Shares of Chipotle (cmg) fell another 2.17% in pre-market trading Tuesday after financial firm Wedbush Securities ripped off the Band-Aid with a stark outlook, saying that the fast casual Mexican chain won’t recover sales lost from the norovirus and E. Coli outbreaks until 2018, and that’s the best case scenario.
The analysts downgraded the stock to underperform and slashed the target price from $450 to $400.
“Based on our belief that current valuation reflects an overly optimistic outlook regarding Chipotle’s path to recovery, we downgrade shares to underperform from neutral,” wrote a team of analysts led by Nick Setyan. They noted that Chipotle would have to unceasingly accelerate growth for three years if they were to recover pre-outbreak levels of comparable same store sales, a measure of revenue, of $2.5 million.

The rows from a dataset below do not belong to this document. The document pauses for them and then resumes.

PR #2521, opened 2025-08-13
Add an option to toggle eliding constant nodes

JGamache-autodesk:
Editing this node in a real time MaterialX editing software leads to constant shader recompilation because the value gets burned inside the shader text. On complex shading models, this has a noticeable perfomance impact.

Add an option to keep these as regular nodes that do not require recompiling the shader.

### DIFF
--- a/source/MaterialXGenShader/ShaderGraph.cpp
+++ b/source/MaterialXGenShader/ShaderGraph.cpp
@@ -980,7 +980,8 @@ void ShaderGraph::optimize(GenContext& context)
         {
             // Constant nodes can be elided by moving their value downstream.
             bool canElide = context.getOptions().elideConstantNodes;
-            if (!canElide) {
+            if (!canElide)
+            {
                 // We always elide filename constant nodes regardless of the
                 // option. See DOT below.
                 ShaderInput* in = node->getInput("value");
@@ -989,7 +990,8 @@ void ShaderGraph::optimize(GenContext& context)
                     canElide = true;
                 }
             }
-            if (canElide) {
+            if (canElide)
+            {
                 bypass(node, 0);
                 ++numEdits;
             }


source/MaterialXGenShader/ShaderNode.cpp
```diff
@@ -292,7 +292,7 @@ ShaderNodePtr ShaderNode::create(const ShaderGraph* parent, const string& name,
         newNode->_classification = Classification::VDF | Classification::CLOSURE;
     }
     // Second, check for specific nodes types
-    else if (nodeDef.getNodeString() == CONSTANT)
+    else if (nodeDef.getNodeString() == CONSTANT && context.getOptions().elideConstantNodes)
```
ld-kerley: Instead of checking the option here - I think it's clearer to apply the same logic inside `ShaderGraph::optimize()` when the constant nodes are actually being elided [here](https://github.com/AcademySoftwareFoundation/MaterialX/blob/main/source/MaterialXGenShader/ShaderGraph.cpp#L904).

Wedbush also noted that Chipotle also has other headwinds to contend with, including labor and other operating expenses, which the fast food chain has upped in the first quarter. Chipotle reported an expected loss of $1 per share this quarter due to additional safety protocols and more staffing for its free burrito offers.
Once a Wall Street darling for its stellar growth and profits, the Denver-based restaurant chain has seen stock prices sink nearly 37% since their August highs after breakouts of E. Coli in nine states and a norovirus episode in Boston were reported. Same-store sales dropped 26% in February and another 22% in the first week of March.
The securities firm forecasts 2018 earnings per share at $15.68, with the best case scenario of $17.13 per share. For 2016, Wedbush also cut estimated EPS from $7.06 to $4.12, in response to Chipotle’s recent first quarter results.